A newly installed barbed wire fence at the Darien Gap has failed to stop migrants crossing the border into Panama from South America en route to the US, according to multiple reports.
Panamanian President José Raúl Mulino ordered the dangerous jungle crossing blocked after more than 500,000 people traveled through it to the U.S. last year.
Panama’s border police have erected about three miles of barbed wire to block certain paths and direct migrants to a single holding point.
But footage shared online shows that migrants appear to still be using the crossing, simply finding a way through or around the barbed wire.
In a video posted by NBC We see a group of women and children taking turns crawling through a hole under the barrier and into the jungle.
A newly installed barbed wire fence at the Darien Gap has failed to stop migrants from crossing into Panama from South America en route to the US.
Panamanian President José Raúl Mulino ordered the dangerous jungle crossing blocked after more than 500,000 people passed through it last year en route to the U.S.
According to the outlet, smugglers have told people that despite the barrier, nothing has changed.
A message from a smuggler reportedly read: ‘The guards have put up a fence along Capurgana, but people are walking past one by one — children, adults, and they are walking along the same road. They have not turned anyone back and are not turning anyone back.
‘Don’t believe the messages anymore, they just want to stop the flow of migrants.’
Experts say it remains to be seen whether President Mulino can curb migration in a sparsely populated area with little government presence.
“Panama and our Darien are not a transit route. It is our border,” Mulino said after his victory with 34 percent of the vote in Sunday’s election was formalized. He will take over the presidency on July 1.

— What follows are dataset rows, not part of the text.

PR #1578, opened 2020-05-25
Improve auto plot margins (#1577)

### LINKED ISSUE #1577: Auto plot margins sometimes reserves space that is not really needed
Since #1562, auto plot margins reserve space for axis labels. This can lead to fairly large margins when longer strings are used for axis labels, as in this example:
image

The empty space to the right of the plot is needed because the user could pan the category axis like this:
image

During the implementation of #1562, I experimented with making the auto margins adapt to the actual position of the axis labels as to not unnecessarily reserve space when it is not needed. However this lead to very counter-intuitive behavior during panning, so I decided to always reserve the space that could be needed by all the axis labels during panning. This is the behavior we have in the current `develop` version.

However, if the axis range is fixed and can't be changed by the user, we don't need to reserve this space. Therefore I would suggest:

- If `IsPanEnabled==false` and `IsZoomEnabled==false`, only reserve the space that is actually needed by the axis labels considering the axis range
- Otherwise, reserve enough space so all the axis labels could be accommodated even when zooming or panning (-> the current behavior)

Jonarw:
Fixes #1577.

### Checklist

- Improve auto plot margins when axis range is fixed
- Fix a small bug where the `ActualFont` etc. would be used for measuring the axis title instead of `AxisTitleFont` etc.
- Consolidate margin examples - instead of having them scattered over the PlotModel and Axis categories, I placed them all in one spot in the Axis category.

@oxyplot/admins

### DIFF
--- a/Source/Examples/ExampleLibrary/Axes/AxisExamples.cs
+++ b/Source/Examples/ExampleLibrary/Axes/AxisExamples.cs
@@ -795,69 +795,6 @@ namespace ExampleLibrary
             return model;
         }
 
-        [Example("Auto adjusting plot margins")]
-        public static PlotModel AutoAdjustingMargins()
-        {
-            var model = new PlotModel
-            {
-                Title = "Auto adjusting plot margins",
-            };
-
-            Legend l = new Legend
-            {
-                LegendPosition = LegendPosition.RightBottom
-            };
-            model.Legends.Add(l);
-
-            model.Axes.Add(new LinearAxis { Position = AxisPosition.Bottom, Title = "X", TickStyle = TickStyle.Outside });
-            model.Axes.Add(new LinearAxis { Position = AxisPosition.Left, Title = "Y", TickStyle = TickStyle.Outside });
-            model.Series.Add(new LineSeries { Title = "Butterfly curve", ItemsSource = ButterflyCurve(0, Math.PI * 4, 1000) });
-            return model;
-        }
-
-        [Example("Auto adjusting left plot margin")]
-        public static PlotModel AutoAdjustingLeftMargin()
-        {
-            var model = new PlotModel
-            {
-                Title = "Auto adjusting left plot margin",
-                PlotMargins = new OxyThickness(double.NaN, 40, 40, 40)
-            };
-
-            Legend l = new Legend
-            {
-                LegendPosition = LegendPosition.RightBottom
-            };
-            model.Legends.Add(l);
-
-            model.Axes.Add(new LinearAxis { Position = AxisPosition.Bottom, Title = "X", TickStyle = TickStyle.Outside });
-            model.Axes.Add(new LinearAxis { Position = AxisPosition.Left, Title = "Y", TickStyle = TickStyle.Outside });
-            model.Series.Add(new LineSeries { Title = "Butterfly curve", ItemsSource = ButterflyCurve(0, Math.PI * 4, 1000) });
-            return model;
-        }
-
-
-        [Example("Manual plot margins")]
-        public static PlotModel ManualAdjustingMargins()
-        {
-            var model = new PlotModel
-            {
-                Title = "Manual plot margins",
-                PlotMargins = new OxyThickness(60, 4, 4, 40)
-            };
-
-            Legend l = new Legend
-            {
-                LegendPosition = LegendPosition.RightBottom
-            };
-            model.Legends.Add(l);
-
-            model.Axes.Add(new LinearAxis { Position = AxisPosition.Bottom, Title = "X", TickStyle = TickStyle.Outside });
-            model.Axes.Add(new LinearAxis { Position = AxisPosition.Left, Title = "Y", TickStyle = TickStyle.Outside });
-            model.Series.Add(new LineSeries { Title = "Butterfly curve", ItemsSource = ButterflyCurve(0, Math.PI * 4, 1000) });
-            return model;
-        }
-
         [Example("Current culture")]
         public static PlotModel CurrentCulture()
         {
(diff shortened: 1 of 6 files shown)


Source/Examples/ExampleLibrary/Axes/AxisExamples.cs
```diff
@@ -1409,5 +1346,81 @@ public static PlotModel MultiVerticalAxes()
...
+            var axis = GetLongLabelSeries();
+            axis.Angle = -90;
+            plotModel.Axes.Add(axis);
+            return plotModel;
+        }
+
+        [Example("Auto Margins - Wide Labels, fixed Range")]
+        public static PlotModel AutoMarginWideLabelsFixedRange()
+        {
+            var plotModel = new PlotModel() { Title = "Auto-adjusting plot margins - wide axis labels, fixed range", Subtitle = "When the axis range is fixed there should be no space reserved for axis labels" };
```
VisualMelon, line 1395: Nit: subtitle could be misleading (i.e. seems to contradict the next example).

Source/OxyPlot/Utilities/Helpers.cs
```diff
@@ -0,0 +1,27 @@
...
+    /// </summary>
+    public static class Helpers
+    {
+        /// <summary>
+        /// Switches the values of two specified variables.
+        /// </summary>
+        /// <typeparam name="T">The type of the variables.</typeparam>
+        /// <param name="value">The first value.</param>
+        /// <param name="other">The second value.</param>
+        public static void Switch<T>(this ref T value, ref T other) where T : struct
```
VisualMelon, line 20: I would oppose this being an extension mechanism on principle: there is no indication at the call-site that the `this` value is passed by reference, so the data-mutating semantics are unclear at a glance. In this case, I don't think there would be any loss of readability anyway, since neither parameter is 'more important'.

<hr />

I'd prefer it was called `Swap`, to distinguish it from the `switch` keyword and it's associated concepts.

<hr />

Is there a particular reason for the `T : struct` constraint?

Source/OxyPlot/Axes/Axis.cs
```diff
@@ -868,39 +869,74 @@ public virtual void Measure(IRenderContext rc)
...
+            }
+            else if (majorLabelValues.Count > 0)
             {
-                case AxisPosition.Left:
-                case AxisPosition.Right:
-                    if (reachesMinPosition)
-                    {
-                        marginBottom = maximumTextSize.Height / 2;
-                    }
+                var minLabel = majorLabelValues.Where(d => d > this.ActualMinimum).Min();
```
VisualMelon, line 909: If the `Where` filter is necessary, that would suggest that the filtering should be done once and cached, so that it can be confirmed that this list isn't empty (otherwise `Min`/`Max` will thrown).

Source/Examples/ExampleLibrary/Axes/AxisExamples.cs
```diff
@@ -1409,5 +1346,81 @@ public static PlotModel MultiVerticalAxes()
 
             return plotModel;
         }
+
```
VisualMelon, line 1349: Could we have an example with a vertical axis with rotated text? At the moment, it's hard to visually check that the transformations are doing the right thing.

Source/OxyPlot/Axes/Axis.cs
```diff
@@ -825,7 +826,7 @@ public virtual void Measure(IRenderContext rc)
                 maximumTextSize = maximumTextSize.Include(size);
             }
 
-            var labelTextSize = rc.MeasureText(this.ActualTitle, this.ActualFont, this.ActualFontSize, this.ActualFontWeight);
+            var labelTextSize = rc.MeasureText(this.ActualTitle, this.ActualTitleFont, this.ActualTitleFontSize, this.ActualTitleFontWeight);
```
VisualMelon, line 829: Good catch.

Could this be renamed to `titleTextSize`?

Source/Examples/ExampleLibrary/Axes/AxisExamples.cs
```diff
@@ -1409,5 +1346,81 @@ public static PlotModel MultiVerticalAxes()
...
+            var plotModel = new PlotModel() { Title = "Auto-adjusting plot margins - wide axis labels, fixed range", Subtitle = "The axis labels should exactly fit in the viewport" };
+            var axis = GetLongLabelSeries();
+            axis.IsPanEnabled = false;
+            axis.IsZoomEnabled = false;
+            axis.Minimum = -0.01;
+            axis.Maximum = 3.01;
+            plotModel.Axes.Add(axis);
+            return plotModel;
+        }
+
```
VisualMelon, line 1415: Needs an example with reversed axis (these don't work at the moment):

        [Example("Auto Margins - Wide Labels, fixed Range 3 (reversed axis)")]
        public static PlotModel AutoMarginWideLabelsFixedRange3()
        {
            var plotModel = new PlotModel() { Title = "Auto-adjusting plot margins - wide axis labels, fixed range", Subtitle = "The axis labels should exactly fit in the viewport" };
            var axis = GetLongLabelSeries();
            axis.StartPosition = 1;
            axis.EndPosition = 0;
            axis.IsPanEnabled = false;
            axis.IsZoomEnabled = false;
            axis.Minimum = -0.01;
            axis.Maximum = 3.01;
            plotModel.Axes.Add(axis);
            return plotModel;
        }

Source/OxyPlot/Utilities/Helpers.cs
Jonarw: Regarding your first comment: Personally I've used this extension for a while and therefore it seems natural to me. But I can absolutely see how this could be confusing to others, so I'll change that to a regular method.

Second comment: Fine with me.

Third comment: The constraint is just because C# only allows ref extension methods on value types. Can be removed once this is a regular method.

Source/Examples/ExampleLibrary/Axes/AxisExamples.cs
Jonarw: You could always check the transposed version of the example with rotated text.
Or would you prefer to have it explicitly?

VisualMelon: … no, that's fine. I just forget they were there ;)

Source/OxyPlot/Utilities/Helpers.cs
VisualMelon: Oh yeah... I forgot about that detail completely. The new round of `ref` stuff makes me so sad.

Source/Examples/ExampleLibrary/Axes/AxisExamples.cs
Jonarw: Oh wow you're absolutely right.
Misunderstanding from my side regarding what `ScreenMin` and `ScreenMax` actually mean...

VisualMelon: Maybe a 'reversed' checkbox to go with the 'transpose' checkbox would be a fun idea, so I can forget about it's existence as well.

VisualMelon: I've implemented a 'reversed' checkbox feature, and it didn't turn out as horribly as I thought it might, so I'll be putting a PR together soon.

Source/OxyPlot/Axes/Axis.cs
```diff
@@ -817,6 +818,8 @@ public virtual void Measure(IRenderContext rc)
         {
             this.GetTickValues(out var majorLabelValues, out _, out _);
 
+            majorLabelValues = majorLabelValues.Where(d => d > this.ActualMinimum && d < this.ActualMaximum).ToList();
```
Jonarw, line 821: The test passes if we write >= and <= here... but that is not a complete solution, because the renderer also uses an epsilon when it checks if it should render a particular label: 
https://github.com/oxyplot/oxyplot/blob/9ffa2a89fdaac66f4cbe7f5cd1a527d02a6c5f87/Source/OxyPlot/Axes/Rendering/HorizontalAndVerticalAxisRenderer.cs#L379

So basically we have no safe way of knowing here whether a label is actually rendered or not...

On the other hand, the worst that could happen is that we reserve slightly too much space for a label that isn't rendered. So maybe just use >= and <= and be done with it?

Jonarw: So I think there is no way to do this properly as long as we can't be sure which labels are actually rendered and which are not.
Why is it even the business of the renderer to decide which labels are rendered? Maybe we should move this responsibility out of the renderer altogether... I try something and see how it goes.

VisualMelon: I have many times lamented how inextensible axes are: I'd be very happy to help in any way I can with refitting them (testing, design, implementation) so that this sort of thing makes more sense. When I've tried in the past (and I've tried a few times), I have always given up and gone back to doing what I was meant to be doing before deciding to re-write the axes.

Jonarw:
Rebased, this now eliminates the need to to a range check in Axis.Measure.
I also snuck in a small fix for a bug introduced in #1581 where `CategoryAxis` could place major ticks outside the axis range when panning (how could I miss this??). I did not mention this in the changelog, as this is all unreleased stuff anyway.

VisualMelon:
There is an issue with angled axis labels:

image

Angled axis labels aren't evenly distributed on the left/right of the tick, so it's not giving enough to one margin, and too much to the other. Example was just `AutoMargin` with `Angle = 45`. The rendering behaviour with different angles is itself a bit weird.

Jonarw:
You are right of course.
Unfortunately however I don't see a good way to fix this with the current design. To figure out where angled labels end up, we would have to replicate the [logic](https://github.com/oxyplot/oxyplot/blob/bcb663fc72d68b9d42dcfef67ab95003f5df84c2/Source/OxyPlot/Axes/Rendering/HorizontalAndVerticalAxisRenderer.cs#L674) used in the axis renderer, which is probably not what we want to do.

We should definitely open an issue for this, but I don't think we can feasibly support this currently, so I would say this is out of the scope of this PR.

Jonarw:
(rebased and squashed)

As he had indicated during his campaign, the 64-year-old lawyer and former security minister said he would try to end “the Darien odyssey that has no right to exist”.
Panama’s border police have erected about three miles of barbed wire to block some paths and direct migrants to a single holding point
The Darien Gap is the only land canal connecting South America, from Colombia, via Panama to the United States.
The narrow isthmus migration route has become exponentially more popular in Colombia in recent years, thanks to the help of organized crime, making it an affordable, if dangerous, overland route for hundreds of thousands of people.
The problem grew as countries like Mexico, under pressure from the US government, imposed visa restrictions on several nationalities, including Venezuelans.
Mulino, who took office on July 1, pledged to stem the rising flow of migrants into his country from Colombia and reached a deal under which the U.S. government would pay for repatriation flights.
Earlier this month, he made it clear whose problem this really is, and downplayed Panama’s role.
“This is a United States problem that we are addressing. People don’t want to live here in Panama, they want to go to the United States,” he said in his first weekly news conference.
If migrants don’t want to go back to their country, “they go (to the US). I can’t arrest them, we can’t forcibly repatriate them.”
More than 500,000 migrants crossed the Darien Gap in the record year of 2023.
A thriving migrant industry has sprung up in the dense jungle
More than 500,000 migrants crossed the Darien Gap in a record-breaking 2023. More than 212,000 have crossed so far this year. The National Border Service reported this week that 11,363 migrants have crossed the border since Mulino took office, about 9,000 fewer than the same period last year.
Mulino also said he hopes Venezuela’s presidential elections on July 28 can lead to a reduction in the number of Venezuelan migrants, who make up more than half of those crossing the Darién.
However, Nicolas Maduro has declared himself the winner of the election, despite accusations of fraud by the opposition.